Tuesday, June 5, 2007

Who's minding the store?

Crystal felt the hot tear streaming down her face. The pantry that at one time held a vast assortment of food now stood desolate. But that wasn’t the reason for the tears. On the top shelf several rows of canned figs stood silently, displayed through the clear quart jars. They were dusty with spots of mold that told their age by the decay.

Mom couldn’t stand to see the figs waste. She grew up poor and the figs represented something special she could offer on her biscuits. She always thought to keep things on-hand for others, or for special occasions. Even if it was just biscuits and fig preserves, she always considered keeping something for tomorrow.

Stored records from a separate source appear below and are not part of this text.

PR #68, opened 2022-10-12
Rewrite record summary specs

seancolsen:
@kgodey and @ghislaineguerin this PR delivers my simplified design for the UX to configure the record summary template. The design as spec'ed in this PR will be much easier to implement than the design as previously spec'ed. I also simplified some of the surrounding content within the spec and went into greater detail in some areas too.

Rendered: https://github.com/centerofci/mathesar-wiki/blob/record_summary_template_config_specs/design/specs/record-summary.md


kgodey:
I recommend further simplifying the configuration by:
- removing the default / custom toggle and always showing the record summary field with whatever is currently configured
- removing the option to toggle through different previews – show a preview of one record

I also recommend renaming "Insert Field" to "Insert Column", since we do not use the "Field" nomenclature anywhere else. I'm not sure if it's best to place this above or below the summary field, but I assume that can be easily adjusted later.

seancolsen:
Thanks for the quick review, @kgodey. Good suggestions.

- I've added 138798b which removes the toggle buttons and uses "column" instead of "field".

- I think it's still important to keep the "default" vs "custom" radio options for the following reason:

    1. Say we have the following record

        ```json
        {
            "101": 1,
            "102": "Foo"
        }
        ```

    1. The default template would be `{102}`.

    1. But there is a difference between _storing_ a template of `{102}` and storing no template at all. When no template is stored, then it gets generated on-the-fly. That way, if the first non-pk column is deleted, then the next non-pk column will get used.

kgodey:
Makes sense. I will discuss with @ghislaineguerin at our call today and approve it afterwards.

When do you think we should implement this – before or after @rajatvijay's table inspector design work?

seancolsen:
> When do you think we should implement this

Good question. I'd like to wait until after the other table inspector changes are implemented. That'll be most efficient I think.

ghislaineguerin:
@kgodey and I reviewed this. It looks good. I will updated Table Inspector design.

seancolsen:
@ghislaineguerin one thing to note... I will be implementing the UI for this (not Rajat). I don't need you to make any updates to figma. I have everything I need to move forward with the implementation based on your approval here.

kgodey:
@seancolsen I asked Ghislaine to make a quick update in Figma so that I could see the record summary in the context of the rest of the Table Inspector and see if any additional changes to the UX would be needed.

Now that I see it in [Figma](https://www.figma.com/file/xHb5oIqye3fnXtb2heRH34/Styling?node-id=769%3A11268), we need some sort of way to explain what the record summary is and where it will be used. We could do a help tooltip (the red circle with a question mark inside it), although I'm not sure about the placement of it. I also think the Record Summary should go below the Links section, but above Actions.

Do you want to add the help text in this spec or should we just figure that out in Figma?

kgodey:
On second thought, I think we should merge this and figure out the styling and help text work in Figma since it should be consistent with the rest of the inspector. I'm merging this.

seancolsen:
Cool cool. I'll follow what's in figma when I implement this.

PR #75, opened 2023-01-19
Users and permissions RFC

pavish:
Contains RFC document for Users and Permissions.

[Rendered](https://github.com/centerofci/mathesar-wiki/blob/fe-rfc-users-permissions/engineering/specs/usersandpermissions.md)

### DIFF
--- a/engineering/specs.md
+++ b/engineering/specs.md
@@ -8,6 +8,9 @@ editor: markdown
 dateCreated: 2022-03-18T22:25:33.876Z
 ---
 
+## 2023-01
+- [Users and Permissions frontend RFC](/en/engineering/specs/usersandpermissions)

In heaven God also has things stored. Vials of prayers he turns to when he wants to smell the aroma of His saints reaching for Him. Monuments that stand before him as reminders of lives who need Him, placed where He can remember them and their needs.

We’re supposed to be storing treasures, spiritual things that reap life, returning to us by the law of sowing and reaping.

Our giving has always been investments. Like bread cast upon the waters, we expect it to return not many days hence. We are seeing the passing of a generation like Crystal’s Mom. People who built for tomorrow, storing away for the lean times and a day that the extra they have now would be part of tomorrow’s provision.

God gives us ample opportunity to store away for tomorrow, challenges to store away good things when our lives are simple and answers easy. Each test is a chance to react in love; doing good to them that hate us, serving, forgiving, and even agreeing with our adversaries while we are in the way with them. To store committed prayers, praise that is forced to Him when we don’t feel the inclination, all that we might need later for our loved ones when we need to believe God for a miracle.

But we’re not minding the store.

Peter bragged that he would protect Jesus. Jesus rebuked him and said; “thou savourest not the things of God,” or loosely translated, you’re not minding the things that matter to God.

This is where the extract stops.